PR #828, opened 2025-01-20
User store extended settings store

### LINKED ISSUE #804: Save user language setting to db
As soon as https://github.com/thunderbird/appointment/issues/766 is fixed, we should connect the Frontend setting for the UI language with the new subscriber language field.
This way, a user can change their language settings and it is persisted between different devices.

**Additional context**
We should implement a Pinia store for the (general) settings.

devmount:
## Description of the Change
This change

- Extends the subscriber model by all currently existing general settings (language, timezone, color scheme and time mode)
- Extends the user store to handle those settings and the UI to save the settings on change to the db
- Cleans up a lot of todos and deprecated code
- Extends user store tests for all general settings

## Benefits

Settings are now saved and restored consistently over multiple devices.

## Applicable Issues

Closes #804

### DIFF
--- a/frontend/src/models.ts
+++ b/frontend/src/models.ts
@@ -220,7 +220,7 @@ export type User = {
   preferredEmail: string;
   level: number;
   name: string;
-  timezone: string;
+  settings: UserConfig;
   username: string;
   signedUrl: string;
   avatarUrl: string;
@@ -228,6 +228,17 @@ export type User = {
   scheduleLinks: string[];
   isSetup: boolean,
   uniqueHash: string;
+};
+
+/**
+ * User settings to customize the application
+ * Used to store language, theme, time format and such.
+ */
+export type UserConfig = {
+  language: string,
+  colorScheme: string,
+  timeFormat: number,
+  timezone: string;
 };
 
 /**
@@ -241,15 +252,18 @@ export type UserActivity = {
 export type Subscriber = {
   id?: number;
   username: string;
-  name: string;
-  email: string;
-  preferred_email: string;
-  level: number;
-  timezone: string;
-  avatar_url: string;
-  is_setup: boolean;
-  unique_hash: string;
-  schedule_links: string[];
+  name?: string;
+  email?: string;
+  preferred_email?: string;
+  level?: number;
+  language?: string;
+  timezone?: string;
+  color_scheme?: string;
+  time_mode?: number;
+  avatar_url?: string;
+  is_setup?: boolean;
+  unique_hash?: string;
+  schedule_links?: string[];
   secondary_email?: string;
   invite?: Invite;
   time_created?: string;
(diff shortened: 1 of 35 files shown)


frontend/src/models.ts
```diff
@@ -220,7 +220,7 @@ export type User = {
   preferredEmail: string;
   level: number;
   name: string;
-  timezone: string;
+  settings: UserConfig;
```
devmount, line 223: I decided for a separate type here to keep things organized.

frontend/src/stores/user-store.ts
```diff
@@ -25,6 +35,50 @@ const initialUserObject = {
...
+    const dj = inject(dayjsKey);
+    const detectedTimeFormat = Number(dj('2022-05-24 20:00:00').format('LT').split(':')[0]) > 12 ? 24 : 12;    
+
+    data.value.settings = {
+      language: i18n.locale.value,
+      colorScheme: ColorSchemes.System,
+      timeFormat: detectedTimeFormat,
+      timezone: dj.tz.guess(),
+    };
+  }
```
devmount, line 60: This handles the new settings location for existing users already having a local copy of the user store

devmount (commented):
Some notes on the changes.

frontend/src/stores/user-store.ts
```diff
@@ -25,6 +35,50 @@ const initialUserObject = {
...
+   * @param fetch preconfigured function to perform API calls
+   */
+  const init = (fetch: Fetch) => {
+    call.value = fetch;
+  }
+
+  // Init user config if not already available
+  if (!data.value?.settings) {
+    const dj = inject(dayjsKey);
+    const detectedTimeFormat = Number(dj('2022-05-24 20:00:00').format('LT').split(':')[0]) > 12 ? 24 : 12;
```
MelissaAutumn, line 52: I think using https://developer.mozilla.org/en-US/docs/Web/JavaScript/Reference/Global_Objects/Intl/Locale/hourCycle will work better?

MelissaAutumn (approved):
Looks good, just some small nits about colour which I realize is a bit silly. So no worries on changing that.

MelissaAutumn:
Looks like backend tests are broken right now

devmount:
Yes, I'm on it

frontend/src/stores/user-store.ts
devmount: The hourCycle property turned out to not being meant to work for detection. It is just a property already coded in the locale, e.g. the "h23" in "fr-FR-u-hc-h23". The function actually providing time format information for locales is https://developer.mozilla.org/en-US/docs/Web/JavaScript/Reference/Global_Objects/Intl/Locale/getHourCycles but thats not yet working in Firefox, unfortunately.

# Exercise goal
What you give back must match the material exactly, beginning with its first line and ending with the line holding "As soon as https://github.com/thunderbird/appointment/issues/766".

# Exercise result
PR #828, opened 2025-01-20
User store extended settings store

### LINKED ISSUE #804: Save user language setting to db
As soon as https://github.com/thunderbird/appointment/issues/766 is fixed, we should connect the Frontend setting for the UI language with the new subscriber language field.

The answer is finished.